1. I've never shot it, but my favorite is my Mauser K98. It's in pristine condition and has the very rare SS Death head stamped on it. I originally bought it from Mitchell's Mausers with the intent of shooting it, but I know how hard it is to get one like this so I am going to let it appreciate in value. I may buy an M48 or one of their Tanker models for shooting because I do enjoy shooting Mausers. 

2. The Remington 870 Wingmaster that my grandpa gave me. It is older than I am, but looks brand new. It's gold inlay makes it quite showy, so I don't shoot it anywhere it's going to get too dirty. Needless to say, it is not a duck gun. 

3. Grandpa's Remington 788 .308. One of the first large caliber rifles I learned to shoot with and holds lots of fond memories for me. He shot a lot of elk and deer with this rifle, and although it shows years of use, it's sentimental value alone makes it a favorite.

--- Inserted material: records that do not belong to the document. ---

PR #854, opened 2024-08-29
Enable Dynamic Definition of File Types for Analysis Types in Base Schema

Azher2Ali:
This PR introduces changes to the base schema and dynamic schemas to support the flexible definition of file types for different analysis types. Key modifications include:

**Base Schema Updates:**

- [x] fileType is now defined as its own separate definition.

- [x] The only validation on fileType is that it must be a string.

- [x] file.fileType now references the fileType definition.

- [x] fileType remains a required property for file.

**Analysis Type Registration Schema:**

Allows dynamic schemas to define additional restrictions on file.fileType.
If the user provides a fileType definition during analysis type registration, it will merge with the base schema definition, allowing for analysis-specific file type validation./

This update also includes a data migration to refine the list of valid file types associated with the legacy analysis types (sequencing-experiment and variant-calling) that were pre-loaded into the Song database.

**Summary of Changes:**

**Specific File Type Lists:**
The list of valid file types for sequencing-experiment and variant-calling analysis types has been updated to be specific to these analysis types, replacing the previous implementation where a broad list of file types was allowed.
This change ensures that only relevant file types can be used with each analysis type, enhancing data validation and integrity.


song-server/src/main/resources/schemas/analysis/analysisTypeRegistration.json
```diff
@@ -10,9 +10,25 @@
...
+                                { "$ref": "classpath:/schemas/analysis/analysisBase.json#/definitions/file/fileType"},
+                                {
+                                    "type": "string",
+                                    "enum": ["VCF", "BAM", "OTHER_CUSTOM_TYPE"]
+                                }
+                            ]
+                        }
+                    }
+                }
+            }
```
joneubank, line 29: It looks like, you have provided these `enum` values as an example... This schema is used to validate the content submitted when a user is defining a dynamic schema, and this would allow them to provide a schema with `file.fileType: "OTHER_CUSTOM_TYPE"`. This is definitely not what we want.

What we want is the user to provide additional restrictions to the `classpath:/schemas/analysis/analysisBase.json#/definitions/file/fileType` definition, for instance providing a custom enum value. This is so that when a new analysis is submitted those validation rules are applied.

joneubank (changes requested):

PR #855, opened 2024-09-06
Dynamic Schema Support for Analysis-Specific File Types and Adding data migration

Azher2Ali:
This PR introduces changes to the base schema and dynamic schemas to support the flexible definition of file types for different analysis types. Key modifications include:

Base Schema Updates:

 fileType is now defined as its own separate definition.

 The only validation on fileType is that it must be a string.

 file.fileType now references the fileType definition.

 fileType remains a required property for file.

Analysis Type Registration Schema:

Allows dynamic schemas to define additional restrictions on file.fileType.
If the user provides a fileType definition during analysis type registration, it will merge with the base schema definition, allowing for analysis-specific file type validation./

This update also includes a data migration to refine the list of valid file types associated with the legacy analysis types (sequencing-experiment and variant-calling) that were pre-loaded into the Song database.

Summary of Changes:

Specific File Type Lists:
The list of valid file types for sequencing-experiment and variant-calling analysis types has been updated to be specific to these analysis types, replacing the previous implementation where a broad list of file types was allowed.
This change ensures that only relevant file types can be used with each analysis type, enhancing data validation and integrity.

### DIFF
--- a/pom.xml
+++ b/pom.xml
@@ -57,9 +57,12 @@
             <url>https://jcenter.bintray.com/</url>
         </repository>
         <repository>
-            <id>spring-releases</id>
+            <id>lib-releases</id>
             <name>Spring Releases</name>
             <url>https://repo.spring.io/libs-release</url>
+            <snapshots>
+                <enabled>false</enabled>
+            </snapshots>
         </repository>
     </repositories>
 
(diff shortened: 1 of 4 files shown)


joneubank:
Is this now a duplicate of https://github.com/overture-stack/SONG/pull/858 ?

Can we close this?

4. Remington 700 .30-06. My first big game rifle. I shot my first buck and my first doe with this rifle. I got it on my 14th birthday.

5. Remington 700 7mm. First big rifle I bought with my own money. I bought this after working my butt off all summer when I was 15 going on 16. Took my first bull elk with this and many cows.

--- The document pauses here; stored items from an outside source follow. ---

PR #858, opened 2024-09-19
Enable Dynamic Schema Support for File Type Definitions in Analysis Types

Azher2Ali:
1. **Base Schema Updates**:
   - `fileType` is now its own definition, allowing any string value.
   - `file.fileType` references this new definition, ensuring that it is always a required property for files.
   
2. **Analysis Type Registration Schema**:
   - If a user provides a `file.fileType` definition, it merges with the base schema definition.
   - Users can now add additional restrictions on `file.fileType` within the dynamic schema.
   
3. **Data Structure Enhancements**:
   - Added support for an optional `options.fileTypes` array in the `analysisType` dynamic schema, allowing users to define specific allowed file types.
   - Updated the controller and `analysisTypeService.register` to accept the `options` object.

4. **Validation Enforcement**:
   - The analysis submission/update process has been updated to enforce allowed `fileTypes` from the schema, in addition to JSON Schema validation.
   - If no file types are defined in the dynamic schema, all file types are accepted.

### Notes:
- Additional validation logic has been implemented to ensure that the file types of each file submitted in an analysis match the allowed types defined in the dynamic schema, if provided.
- If no specific file types are defined for an analysis type, the check is skipped.

### Impact:
This change provides a more flexible and dynamic way to handle file type validations for various analysis types, paving the way for future enhancements and custom analysis schemas.

### DIFF
--- a/pom.xml
+++ b/pom.xml
@@ -57,9 +57,12 @@
             <url>https://jcenter.bintray.com/</url>
         </repository>
         <repository>
-            <id>spring-releases</id>
+            <id>lib-releases</id>
             <name>Spring Releases</name>
             <url>https://repo.spring.io/libs-release</url>
+            <snapshots>
+                <enabled>false</enabled>
+            </snapshots>
         </repository>
     </repositories>
 
--- a/pom.xml
+++ b/pom.xml
@@ -56,14 +56,14 @@
             <name>jcenter</name>
             <url>https://jcenter.bintray.com/</url>
         </repository>
-        <repository>
-            <id>lib-releases</id>
-            <name>Spring Releases</name>
-            <url>https://repo.spring.io/libs-release</url>
-            <snapshots>
-                <enabled>false</enabled>
-            </snapshots>
-        </repository>
+       <repository>
+          <id>lib-releases</id>
+          <name>Spring Lib Releases</name>
+          <url>https://repo.spring.io/libs-release</url>
+          <snapshots>
+              <enabled>false</enabled>
+          </snapshots>
+      </repository>
     </repositories>
 
     <dependencyManagement>
--- a/pom.xml
+++ b/pom.xml
@@ -56,14 +56,14 @@
             <name>jcenter</name>
             <url>https://jcenter.bintray.com/</url>
         </repository>
-       <repository>
-          <id>lib-releases</id>
-          <name>Spring Lib Releases</name>
-          <url>https://repo.spring.io/libs-release</url>
-          <snapshots>
-              <enabled>false</enabled>
-          </snapshots>
-      </repository>
+        <repository>
+            <id>lib-releases</id>
+            <name>Spring Releases</name>
+            <url>https://repo.spring.io/libs-release</url>
+            <snapshots>
+                <enabled>false</enabled>
+            </snapshots>
+        </repository>
     </repositories>
 
     <dependencyManagement>
--- a/song-core/src/main/java/bio/overture/song/core/model/Options.java
+++ b/song-core/src/main/java/bio/overture/song/core/model/Options.java
@@ -1,0 +1,12 @@
+package bio.overture.song.core.model;
+
+import java.util.List;
+import lombok.*;
+
+@Data
+@Builder
+@NoArgsConstructor
+@AllArgsConstructor
+public class Options {
+  private List<String> fileTypes;
+}
--- a/song-server/src/main/java/bio/overture/song/server/model/entity/AnalysisSchema.java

6. Remington 870 20 gauge. My dad got me this gun when I was 12 years old for my birthday. We made a deal that if I got good grades, passed hunters safety, and kept my room clean without being told I could have one. It was my first year carrying a shotgun on the duck hunt. I shot my first greenhead with it on opening day, and eventually my first goose and pheasant. 

7. Savage .22-250. Heavy barrel and Accutrigger. Wow, what a tackdriver. Not the prettiest rifle in my collection but the bullets scream out of this barrel and hit whatever their aimed at with laser accuracy. Many varmints have met their demise with this rifle.

8. Winchester Model 70 .22-250. My coyote rifle. I bought this for $200 with the scope from a buddy who was hard up for some cash. The metal and bore were all in good shape, but he scratched the crap out of the stock. I sanded it down and refinished it. While I was at it I had the trigger worked on and glass bedded it myself. It's just as accurate as my Savage .22-250, but I don't use it for high volume shooting on account of the sporter weight barrel. 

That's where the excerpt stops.